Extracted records
● ● ● ●

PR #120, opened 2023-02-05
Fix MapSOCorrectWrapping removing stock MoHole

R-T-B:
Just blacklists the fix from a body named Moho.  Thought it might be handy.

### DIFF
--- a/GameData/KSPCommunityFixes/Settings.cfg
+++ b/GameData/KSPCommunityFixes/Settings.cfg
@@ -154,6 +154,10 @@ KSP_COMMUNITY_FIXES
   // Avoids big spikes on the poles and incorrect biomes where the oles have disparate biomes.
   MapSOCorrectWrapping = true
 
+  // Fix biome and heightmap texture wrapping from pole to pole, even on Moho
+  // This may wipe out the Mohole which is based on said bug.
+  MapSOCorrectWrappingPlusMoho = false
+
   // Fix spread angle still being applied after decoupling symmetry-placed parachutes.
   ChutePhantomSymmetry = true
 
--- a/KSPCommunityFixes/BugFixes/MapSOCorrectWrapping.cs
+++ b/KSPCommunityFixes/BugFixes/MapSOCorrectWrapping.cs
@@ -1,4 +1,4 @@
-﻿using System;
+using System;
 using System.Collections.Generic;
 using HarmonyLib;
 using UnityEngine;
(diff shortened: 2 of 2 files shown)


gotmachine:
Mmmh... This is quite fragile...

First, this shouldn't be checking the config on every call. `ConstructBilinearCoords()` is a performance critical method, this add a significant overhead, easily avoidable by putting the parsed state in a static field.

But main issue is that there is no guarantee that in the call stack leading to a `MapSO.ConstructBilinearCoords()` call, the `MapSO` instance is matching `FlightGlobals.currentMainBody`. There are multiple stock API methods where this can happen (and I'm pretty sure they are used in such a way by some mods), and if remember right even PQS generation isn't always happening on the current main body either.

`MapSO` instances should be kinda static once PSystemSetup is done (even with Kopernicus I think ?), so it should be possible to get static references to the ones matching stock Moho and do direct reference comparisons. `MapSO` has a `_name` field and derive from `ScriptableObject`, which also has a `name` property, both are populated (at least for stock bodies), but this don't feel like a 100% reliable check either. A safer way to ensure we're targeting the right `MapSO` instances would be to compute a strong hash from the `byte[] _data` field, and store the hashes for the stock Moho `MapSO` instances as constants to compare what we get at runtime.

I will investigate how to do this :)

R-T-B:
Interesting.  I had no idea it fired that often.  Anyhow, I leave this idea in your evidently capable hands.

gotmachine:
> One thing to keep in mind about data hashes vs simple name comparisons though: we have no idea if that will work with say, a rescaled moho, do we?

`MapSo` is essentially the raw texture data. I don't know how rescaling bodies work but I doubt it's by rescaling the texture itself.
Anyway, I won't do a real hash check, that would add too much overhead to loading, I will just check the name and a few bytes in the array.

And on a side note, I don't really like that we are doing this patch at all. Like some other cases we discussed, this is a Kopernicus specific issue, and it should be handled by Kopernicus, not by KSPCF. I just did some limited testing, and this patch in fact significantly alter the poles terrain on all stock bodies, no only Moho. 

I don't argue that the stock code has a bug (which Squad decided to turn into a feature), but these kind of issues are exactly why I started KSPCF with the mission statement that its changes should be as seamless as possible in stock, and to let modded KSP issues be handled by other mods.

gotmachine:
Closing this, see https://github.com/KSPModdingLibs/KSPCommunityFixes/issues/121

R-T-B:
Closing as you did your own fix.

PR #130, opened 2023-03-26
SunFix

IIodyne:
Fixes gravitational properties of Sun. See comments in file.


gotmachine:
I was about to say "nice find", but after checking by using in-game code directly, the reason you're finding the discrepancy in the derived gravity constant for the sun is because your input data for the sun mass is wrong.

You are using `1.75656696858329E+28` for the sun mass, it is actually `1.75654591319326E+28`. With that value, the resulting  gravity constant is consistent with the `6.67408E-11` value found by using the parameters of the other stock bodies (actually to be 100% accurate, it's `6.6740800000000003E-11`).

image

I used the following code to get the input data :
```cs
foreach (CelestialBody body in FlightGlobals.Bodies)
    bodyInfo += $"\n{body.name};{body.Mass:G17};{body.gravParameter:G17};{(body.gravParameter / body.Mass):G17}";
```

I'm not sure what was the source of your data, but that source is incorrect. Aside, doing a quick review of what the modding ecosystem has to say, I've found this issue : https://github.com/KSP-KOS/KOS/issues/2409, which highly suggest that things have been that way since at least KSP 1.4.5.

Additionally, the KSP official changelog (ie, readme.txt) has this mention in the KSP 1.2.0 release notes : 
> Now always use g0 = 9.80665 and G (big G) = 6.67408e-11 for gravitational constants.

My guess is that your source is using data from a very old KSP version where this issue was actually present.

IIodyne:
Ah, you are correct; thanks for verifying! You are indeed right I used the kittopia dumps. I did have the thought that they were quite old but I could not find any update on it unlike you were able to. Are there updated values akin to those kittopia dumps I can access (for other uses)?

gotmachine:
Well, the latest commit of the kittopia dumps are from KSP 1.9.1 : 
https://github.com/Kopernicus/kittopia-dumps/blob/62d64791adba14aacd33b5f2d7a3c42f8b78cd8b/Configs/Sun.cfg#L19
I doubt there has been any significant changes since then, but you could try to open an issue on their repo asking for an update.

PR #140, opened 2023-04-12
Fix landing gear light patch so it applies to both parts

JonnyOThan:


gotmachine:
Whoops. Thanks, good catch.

● ● ● ●

Exercise requirements ▸ Looking at the entries above, count each line that includes the string "true" and give only the total.

Exercise result ▸ 2